Brief | Where does the string "into" appear? Copy every line of the entries below that holds it.

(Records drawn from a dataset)
- Opening Delimiter -

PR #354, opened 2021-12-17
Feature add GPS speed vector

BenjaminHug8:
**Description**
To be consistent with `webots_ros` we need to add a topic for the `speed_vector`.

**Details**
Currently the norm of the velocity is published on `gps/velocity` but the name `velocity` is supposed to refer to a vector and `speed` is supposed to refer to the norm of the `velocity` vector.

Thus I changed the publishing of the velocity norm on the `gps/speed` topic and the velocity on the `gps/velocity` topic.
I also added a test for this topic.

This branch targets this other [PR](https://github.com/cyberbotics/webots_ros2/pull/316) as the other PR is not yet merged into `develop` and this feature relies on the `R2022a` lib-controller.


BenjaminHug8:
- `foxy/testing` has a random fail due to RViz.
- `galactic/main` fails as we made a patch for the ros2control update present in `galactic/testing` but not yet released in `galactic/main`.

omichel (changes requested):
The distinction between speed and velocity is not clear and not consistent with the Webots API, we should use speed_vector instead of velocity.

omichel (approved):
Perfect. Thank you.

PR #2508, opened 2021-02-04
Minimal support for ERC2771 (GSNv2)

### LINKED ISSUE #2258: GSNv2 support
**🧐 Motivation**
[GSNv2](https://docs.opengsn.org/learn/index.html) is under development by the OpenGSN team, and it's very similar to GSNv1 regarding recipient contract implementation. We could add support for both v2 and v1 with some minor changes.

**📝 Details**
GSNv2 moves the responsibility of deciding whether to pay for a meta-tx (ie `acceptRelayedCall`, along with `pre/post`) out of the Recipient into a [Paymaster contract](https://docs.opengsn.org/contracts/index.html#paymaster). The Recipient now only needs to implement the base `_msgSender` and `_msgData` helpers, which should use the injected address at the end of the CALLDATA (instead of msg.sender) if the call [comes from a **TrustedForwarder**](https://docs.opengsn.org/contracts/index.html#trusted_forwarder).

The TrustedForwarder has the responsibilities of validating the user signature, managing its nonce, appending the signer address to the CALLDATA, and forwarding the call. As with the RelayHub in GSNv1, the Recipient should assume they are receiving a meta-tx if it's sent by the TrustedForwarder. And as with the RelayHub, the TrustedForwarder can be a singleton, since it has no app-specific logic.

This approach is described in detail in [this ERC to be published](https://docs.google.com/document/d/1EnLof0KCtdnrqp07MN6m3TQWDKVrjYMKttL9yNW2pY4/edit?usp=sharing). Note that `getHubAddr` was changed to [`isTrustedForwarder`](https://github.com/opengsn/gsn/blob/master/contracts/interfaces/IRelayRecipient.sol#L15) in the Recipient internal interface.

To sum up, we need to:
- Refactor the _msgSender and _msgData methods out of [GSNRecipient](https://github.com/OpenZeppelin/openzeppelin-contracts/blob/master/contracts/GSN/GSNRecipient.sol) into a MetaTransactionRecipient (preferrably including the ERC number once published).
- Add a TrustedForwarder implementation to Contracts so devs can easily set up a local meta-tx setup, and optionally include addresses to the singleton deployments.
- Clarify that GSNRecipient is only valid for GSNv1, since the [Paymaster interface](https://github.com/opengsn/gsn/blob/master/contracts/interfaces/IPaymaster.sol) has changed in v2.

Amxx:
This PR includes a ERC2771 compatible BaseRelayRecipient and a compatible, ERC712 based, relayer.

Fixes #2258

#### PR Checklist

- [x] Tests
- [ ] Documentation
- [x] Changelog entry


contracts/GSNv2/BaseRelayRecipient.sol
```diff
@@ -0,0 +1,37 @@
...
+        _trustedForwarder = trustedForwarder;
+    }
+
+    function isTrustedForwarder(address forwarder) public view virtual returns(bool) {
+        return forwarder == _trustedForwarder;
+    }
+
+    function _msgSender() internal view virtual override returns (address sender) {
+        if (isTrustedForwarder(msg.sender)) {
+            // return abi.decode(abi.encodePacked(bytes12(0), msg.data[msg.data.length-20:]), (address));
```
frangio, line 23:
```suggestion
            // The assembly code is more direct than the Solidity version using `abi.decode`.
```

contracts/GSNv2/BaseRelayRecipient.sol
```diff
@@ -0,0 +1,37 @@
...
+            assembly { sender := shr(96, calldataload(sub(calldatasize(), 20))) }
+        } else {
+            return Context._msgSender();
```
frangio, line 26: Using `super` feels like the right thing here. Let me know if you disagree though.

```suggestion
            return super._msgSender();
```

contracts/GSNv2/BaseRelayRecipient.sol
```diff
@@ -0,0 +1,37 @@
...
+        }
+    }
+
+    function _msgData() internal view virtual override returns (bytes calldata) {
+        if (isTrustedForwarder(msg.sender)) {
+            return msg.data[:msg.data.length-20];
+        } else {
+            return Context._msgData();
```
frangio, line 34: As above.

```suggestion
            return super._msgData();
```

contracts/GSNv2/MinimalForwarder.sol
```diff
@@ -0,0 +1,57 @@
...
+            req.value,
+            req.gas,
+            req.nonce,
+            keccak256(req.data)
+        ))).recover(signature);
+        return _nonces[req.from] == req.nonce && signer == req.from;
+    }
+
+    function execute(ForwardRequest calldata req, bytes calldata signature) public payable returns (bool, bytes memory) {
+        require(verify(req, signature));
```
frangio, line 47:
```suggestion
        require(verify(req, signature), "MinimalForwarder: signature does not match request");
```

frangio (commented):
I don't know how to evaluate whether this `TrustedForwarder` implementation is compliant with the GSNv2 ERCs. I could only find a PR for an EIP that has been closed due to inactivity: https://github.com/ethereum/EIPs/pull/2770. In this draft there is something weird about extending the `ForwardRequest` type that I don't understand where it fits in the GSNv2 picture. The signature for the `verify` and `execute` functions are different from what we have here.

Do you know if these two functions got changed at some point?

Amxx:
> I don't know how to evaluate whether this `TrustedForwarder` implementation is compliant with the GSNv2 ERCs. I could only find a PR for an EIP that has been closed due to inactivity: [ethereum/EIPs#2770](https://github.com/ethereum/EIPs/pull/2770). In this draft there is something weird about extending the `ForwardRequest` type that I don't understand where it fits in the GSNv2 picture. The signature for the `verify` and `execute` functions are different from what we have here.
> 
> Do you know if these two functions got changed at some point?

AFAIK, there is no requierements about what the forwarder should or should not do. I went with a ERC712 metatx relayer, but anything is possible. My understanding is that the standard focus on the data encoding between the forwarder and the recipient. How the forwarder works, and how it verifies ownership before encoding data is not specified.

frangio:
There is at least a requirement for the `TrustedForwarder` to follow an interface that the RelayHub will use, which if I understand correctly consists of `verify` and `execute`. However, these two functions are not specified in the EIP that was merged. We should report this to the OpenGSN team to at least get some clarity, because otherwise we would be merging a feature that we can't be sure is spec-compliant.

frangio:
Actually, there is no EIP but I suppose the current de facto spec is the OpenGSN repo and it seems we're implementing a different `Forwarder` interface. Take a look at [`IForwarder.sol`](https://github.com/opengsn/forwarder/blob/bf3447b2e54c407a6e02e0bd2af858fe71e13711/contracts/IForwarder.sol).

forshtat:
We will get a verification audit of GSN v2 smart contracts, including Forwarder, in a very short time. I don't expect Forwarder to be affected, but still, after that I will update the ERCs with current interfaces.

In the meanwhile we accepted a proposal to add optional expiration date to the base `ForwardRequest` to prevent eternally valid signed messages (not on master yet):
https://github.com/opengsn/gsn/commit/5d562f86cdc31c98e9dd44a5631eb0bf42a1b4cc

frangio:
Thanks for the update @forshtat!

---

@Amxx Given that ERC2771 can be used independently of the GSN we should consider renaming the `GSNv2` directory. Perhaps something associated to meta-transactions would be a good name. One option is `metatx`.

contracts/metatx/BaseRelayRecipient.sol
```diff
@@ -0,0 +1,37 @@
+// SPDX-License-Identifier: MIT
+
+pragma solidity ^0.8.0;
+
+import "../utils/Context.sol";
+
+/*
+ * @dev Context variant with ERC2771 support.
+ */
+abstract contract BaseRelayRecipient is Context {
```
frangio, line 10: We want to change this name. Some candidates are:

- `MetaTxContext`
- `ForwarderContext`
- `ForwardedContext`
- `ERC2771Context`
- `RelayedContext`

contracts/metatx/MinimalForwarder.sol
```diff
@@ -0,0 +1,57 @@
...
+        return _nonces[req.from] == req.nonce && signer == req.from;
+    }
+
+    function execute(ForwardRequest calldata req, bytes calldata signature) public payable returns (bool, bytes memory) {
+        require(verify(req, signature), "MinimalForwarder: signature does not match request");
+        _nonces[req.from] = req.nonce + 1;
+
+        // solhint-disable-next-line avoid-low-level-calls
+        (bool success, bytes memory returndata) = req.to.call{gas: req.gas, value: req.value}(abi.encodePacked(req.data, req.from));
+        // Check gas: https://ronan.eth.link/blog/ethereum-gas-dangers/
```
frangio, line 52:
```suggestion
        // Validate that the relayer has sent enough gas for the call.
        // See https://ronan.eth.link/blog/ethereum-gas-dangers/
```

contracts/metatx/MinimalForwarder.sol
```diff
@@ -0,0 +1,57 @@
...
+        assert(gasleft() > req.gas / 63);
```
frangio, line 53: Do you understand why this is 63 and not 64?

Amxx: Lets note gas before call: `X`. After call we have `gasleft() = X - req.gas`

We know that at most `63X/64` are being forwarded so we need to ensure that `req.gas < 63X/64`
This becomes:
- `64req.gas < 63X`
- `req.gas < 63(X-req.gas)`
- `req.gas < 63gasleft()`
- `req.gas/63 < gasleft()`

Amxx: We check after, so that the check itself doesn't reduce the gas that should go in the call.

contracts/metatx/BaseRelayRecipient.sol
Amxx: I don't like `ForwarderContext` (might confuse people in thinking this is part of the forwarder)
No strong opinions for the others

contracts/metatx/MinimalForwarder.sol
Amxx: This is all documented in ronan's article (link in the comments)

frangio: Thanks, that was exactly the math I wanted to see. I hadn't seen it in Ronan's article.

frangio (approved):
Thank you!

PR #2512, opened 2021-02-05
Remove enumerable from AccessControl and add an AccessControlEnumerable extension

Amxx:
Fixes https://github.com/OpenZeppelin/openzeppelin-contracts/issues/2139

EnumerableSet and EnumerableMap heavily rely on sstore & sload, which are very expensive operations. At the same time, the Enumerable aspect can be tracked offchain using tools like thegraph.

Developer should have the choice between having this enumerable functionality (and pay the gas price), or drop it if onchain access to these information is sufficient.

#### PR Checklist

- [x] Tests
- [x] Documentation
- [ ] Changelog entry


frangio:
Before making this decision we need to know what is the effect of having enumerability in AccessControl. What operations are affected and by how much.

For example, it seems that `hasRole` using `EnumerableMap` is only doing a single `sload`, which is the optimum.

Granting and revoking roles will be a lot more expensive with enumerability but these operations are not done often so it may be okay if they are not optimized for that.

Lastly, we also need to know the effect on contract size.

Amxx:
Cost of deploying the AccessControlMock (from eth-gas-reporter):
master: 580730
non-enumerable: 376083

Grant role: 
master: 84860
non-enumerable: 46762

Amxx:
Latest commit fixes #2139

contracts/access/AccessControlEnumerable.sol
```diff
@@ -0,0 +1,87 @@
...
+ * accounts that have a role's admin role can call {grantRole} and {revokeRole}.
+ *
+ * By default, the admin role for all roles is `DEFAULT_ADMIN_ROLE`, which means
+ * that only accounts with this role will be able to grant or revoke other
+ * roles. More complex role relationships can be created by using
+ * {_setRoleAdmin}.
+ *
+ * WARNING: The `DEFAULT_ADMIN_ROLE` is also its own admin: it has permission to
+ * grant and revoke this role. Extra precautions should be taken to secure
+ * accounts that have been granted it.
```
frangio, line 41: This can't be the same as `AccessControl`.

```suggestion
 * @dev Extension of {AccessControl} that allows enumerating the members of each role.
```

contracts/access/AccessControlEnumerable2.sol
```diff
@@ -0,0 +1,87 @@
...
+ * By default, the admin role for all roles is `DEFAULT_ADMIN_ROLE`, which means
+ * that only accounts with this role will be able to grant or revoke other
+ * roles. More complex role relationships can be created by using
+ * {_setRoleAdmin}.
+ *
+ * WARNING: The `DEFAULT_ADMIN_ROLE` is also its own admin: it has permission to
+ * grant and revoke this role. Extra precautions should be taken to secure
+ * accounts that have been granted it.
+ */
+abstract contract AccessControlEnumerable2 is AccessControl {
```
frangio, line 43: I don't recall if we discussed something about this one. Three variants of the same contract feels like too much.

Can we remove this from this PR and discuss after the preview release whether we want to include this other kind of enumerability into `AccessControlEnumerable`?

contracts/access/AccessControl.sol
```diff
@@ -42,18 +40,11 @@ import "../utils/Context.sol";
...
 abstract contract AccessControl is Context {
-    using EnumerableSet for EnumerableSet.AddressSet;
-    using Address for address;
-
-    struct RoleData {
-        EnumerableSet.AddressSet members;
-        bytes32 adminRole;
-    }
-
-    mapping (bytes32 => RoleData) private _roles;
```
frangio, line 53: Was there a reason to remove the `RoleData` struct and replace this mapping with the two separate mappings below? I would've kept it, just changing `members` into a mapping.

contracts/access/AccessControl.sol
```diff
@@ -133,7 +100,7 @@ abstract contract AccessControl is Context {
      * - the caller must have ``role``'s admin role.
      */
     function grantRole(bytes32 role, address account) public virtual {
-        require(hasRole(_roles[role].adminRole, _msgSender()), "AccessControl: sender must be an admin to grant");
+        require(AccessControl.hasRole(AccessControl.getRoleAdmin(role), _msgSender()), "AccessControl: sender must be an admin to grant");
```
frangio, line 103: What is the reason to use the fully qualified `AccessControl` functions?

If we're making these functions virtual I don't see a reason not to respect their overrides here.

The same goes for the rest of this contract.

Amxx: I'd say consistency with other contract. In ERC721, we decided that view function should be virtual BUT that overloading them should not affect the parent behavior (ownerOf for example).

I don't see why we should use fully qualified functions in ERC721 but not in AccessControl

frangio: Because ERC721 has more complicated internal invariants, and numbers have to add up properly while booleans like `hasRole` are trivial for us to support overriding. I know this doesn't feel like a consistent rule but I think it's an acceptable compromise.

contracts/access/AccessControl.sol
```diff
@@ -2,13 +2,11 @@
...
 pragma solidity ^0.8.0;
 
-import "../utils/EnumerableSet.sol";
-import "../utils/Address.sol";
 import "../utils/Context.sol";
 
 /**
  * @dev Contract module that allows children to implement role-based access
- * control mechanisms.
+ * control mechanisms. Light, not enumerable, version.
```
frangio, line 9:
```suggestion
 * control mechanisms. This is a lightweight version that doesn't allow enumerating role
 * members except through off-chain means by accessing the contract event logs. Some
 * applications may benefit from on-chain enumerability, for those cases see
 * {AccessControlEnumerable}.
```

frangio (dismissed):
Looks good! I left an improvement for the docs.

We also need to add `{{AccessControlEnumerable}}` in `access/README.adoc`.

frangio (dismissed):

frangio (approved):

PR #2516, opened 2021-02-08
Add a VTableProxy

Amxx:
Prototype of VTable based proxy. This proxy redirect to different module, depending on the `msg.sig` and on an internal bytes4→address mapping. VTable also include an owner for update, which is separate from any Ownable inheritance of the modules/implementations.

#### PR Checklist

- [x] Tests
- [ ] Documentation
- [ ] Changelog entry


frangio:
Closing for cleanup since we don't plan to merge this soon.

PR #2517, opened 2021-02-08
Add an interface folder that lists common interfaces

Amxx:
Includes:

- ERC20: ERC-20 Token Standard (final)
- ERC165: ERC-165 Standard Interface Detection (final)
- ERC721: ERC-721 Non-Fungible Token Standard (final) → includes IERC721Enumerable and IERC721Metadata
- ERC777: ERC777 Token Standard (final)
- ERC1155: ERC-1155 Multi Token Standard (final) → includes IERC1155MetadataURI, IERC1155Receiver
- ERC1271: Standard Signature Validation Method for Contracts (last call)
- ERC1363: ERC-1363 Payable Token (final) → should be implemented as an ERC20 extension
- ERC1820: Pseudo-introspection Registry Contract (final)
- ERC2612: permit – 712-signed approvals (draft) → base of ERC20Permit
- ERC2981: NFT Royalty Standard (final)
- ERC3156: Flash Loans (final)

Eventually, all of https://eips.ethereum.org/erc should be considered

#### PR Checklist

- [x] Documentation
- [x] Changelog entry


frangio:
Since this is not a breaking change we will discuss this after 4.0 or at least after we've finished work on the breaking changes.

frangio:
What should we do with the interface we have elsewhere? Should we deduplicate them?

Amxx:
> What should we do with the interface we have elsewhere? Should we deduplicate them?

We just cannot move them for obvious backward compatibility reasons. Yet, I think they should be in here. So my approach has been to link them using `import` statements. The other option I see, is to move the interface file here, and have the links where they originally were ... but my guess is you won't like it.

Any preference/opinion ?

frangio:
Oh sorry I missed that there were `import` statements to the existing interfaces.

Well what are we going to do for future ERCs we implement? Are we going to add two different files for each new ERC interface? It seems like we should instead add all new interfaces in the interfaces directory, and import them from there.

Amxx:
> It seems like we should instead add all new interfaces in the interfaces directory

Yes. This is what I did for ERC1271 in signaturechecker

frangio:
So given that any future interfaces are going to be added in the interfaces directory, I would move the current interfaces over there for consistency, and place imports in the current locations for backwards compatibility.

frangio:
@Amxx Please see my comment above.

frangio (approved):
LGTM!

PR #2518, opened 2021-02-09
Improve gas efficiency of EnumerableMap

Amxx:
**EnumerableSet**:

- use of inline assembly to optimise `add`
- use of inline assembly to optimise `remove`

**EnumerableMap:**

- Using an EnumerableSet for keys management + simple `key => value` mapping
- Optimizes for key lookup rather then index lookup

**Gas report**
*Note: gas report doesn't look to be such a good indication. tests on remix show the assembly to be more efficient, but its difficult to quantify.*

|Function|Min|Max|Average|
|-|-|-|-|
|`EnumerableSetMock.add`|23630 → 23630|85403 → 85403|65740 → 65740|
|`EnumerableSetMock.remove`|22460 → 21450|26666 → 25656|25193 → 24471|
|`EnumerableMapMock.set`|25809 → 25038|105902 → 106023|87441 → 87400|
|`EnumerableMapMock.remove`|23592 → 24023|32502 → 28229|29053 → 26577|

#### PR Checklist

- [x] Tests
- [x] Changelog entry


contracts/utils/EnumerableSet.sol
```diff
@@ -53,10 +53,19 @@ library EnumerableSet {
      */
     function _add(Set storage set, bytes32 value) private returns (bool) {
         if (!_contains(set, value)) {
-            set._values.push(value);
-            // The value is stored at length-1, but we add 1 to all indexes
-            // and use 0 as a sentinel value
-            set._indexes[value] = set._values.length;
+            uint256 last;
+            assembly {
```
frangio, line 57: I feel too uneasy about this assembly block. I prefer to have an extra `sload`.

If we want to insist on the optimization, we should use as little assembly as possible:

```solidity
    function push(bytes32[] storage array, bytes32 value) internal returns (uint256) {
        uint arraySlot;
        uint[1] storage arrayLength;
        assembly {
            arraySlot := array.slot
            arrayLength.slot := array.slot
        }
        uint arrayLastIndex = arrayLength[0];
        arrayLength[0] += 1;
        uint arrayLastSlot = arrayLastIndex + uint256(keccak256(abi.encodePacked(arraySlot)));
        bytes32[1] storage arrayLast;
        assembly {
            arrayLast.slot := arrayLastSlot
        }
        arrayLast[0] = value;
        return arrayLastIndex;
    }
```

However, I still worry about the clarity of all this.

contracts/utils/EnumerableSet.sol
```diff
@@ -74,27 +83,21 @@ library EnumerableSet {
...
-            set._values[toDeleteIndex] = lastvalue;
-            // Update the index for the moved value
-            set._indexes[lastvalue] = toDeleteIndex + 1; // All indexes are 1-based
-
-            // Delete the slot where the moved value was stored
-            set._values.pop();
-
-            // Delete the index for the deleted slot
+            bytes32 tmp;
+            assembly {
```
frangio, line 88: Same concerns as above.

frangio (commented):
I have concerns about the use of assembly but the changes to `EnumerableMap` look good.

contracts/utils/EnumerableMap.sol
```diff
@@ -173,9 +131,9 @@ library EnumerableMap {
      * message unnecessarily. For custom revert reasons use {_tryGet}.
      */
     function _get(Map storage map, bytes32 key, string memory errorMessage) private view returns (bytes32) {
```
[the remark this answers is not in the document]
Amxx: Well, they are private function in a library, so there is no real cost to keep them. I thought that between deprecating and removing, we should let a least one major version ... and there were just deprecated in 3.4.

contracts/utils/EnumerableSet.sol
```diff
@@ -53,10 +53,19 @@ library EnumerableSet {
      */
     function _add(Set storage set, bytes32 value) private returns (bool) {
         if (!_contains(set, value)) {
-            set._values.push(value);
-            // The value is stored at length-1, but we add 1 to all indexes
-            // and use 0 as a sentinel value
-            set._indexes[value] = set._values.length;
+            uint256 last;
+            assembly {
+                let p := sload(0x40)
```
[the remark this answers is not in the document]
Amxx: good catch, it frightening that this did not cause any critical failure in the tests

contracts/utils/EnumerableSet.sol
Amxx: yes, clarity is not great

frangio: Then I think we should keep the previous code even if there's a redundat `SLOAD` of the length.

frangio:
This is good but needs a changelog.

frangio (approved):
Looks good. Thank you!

- Closing Delimiter -

Task solution |
This branch targets this other [PR](https://github.com/cyberbotics/webots_ros2/pull/316) as the other PR is not yet merged into `develop` and this feature relies on the `R2022a` lib-controller.
GSNv2 moves the responsibility of deciding whether to pay for a meta-tx (ie `acceptRelayedCall`, along with `pre/post`) out of the Recipient into a [Paymaster contract](https://docs.opengsn.org/contracts/index.html#paymaster). The Recipient now only needs to implement the base `_msgSender` and `_msgData` helpers, which should use the injected address at the end of the CALLDATA (instead of msg.sender) if the call [comes from a **TrustedForwarder**](https://docs.opengsn.org/contracts/index.html#trusted_forwarder).
- Refactor the _msgSender and _msgData methods out of [GSNRecipient](https://github.com/OpenZeppelin/openzeppelin-contracts/blob/master/contracts/GSN/GSNRecipient.sol) into a MetaTransactionRecipient (preferrably including the ERC number once published).
Can we remove this from this PR and discuss after the preview release whether we want to include this other kind of enumerability into `AccessControlEnumerable`?
frangio, line 53: Was there a reason to remove the `RoleData` struct and replace this mapping with the two separate mappings below? I would've kept it, just changing `members` into a mapping.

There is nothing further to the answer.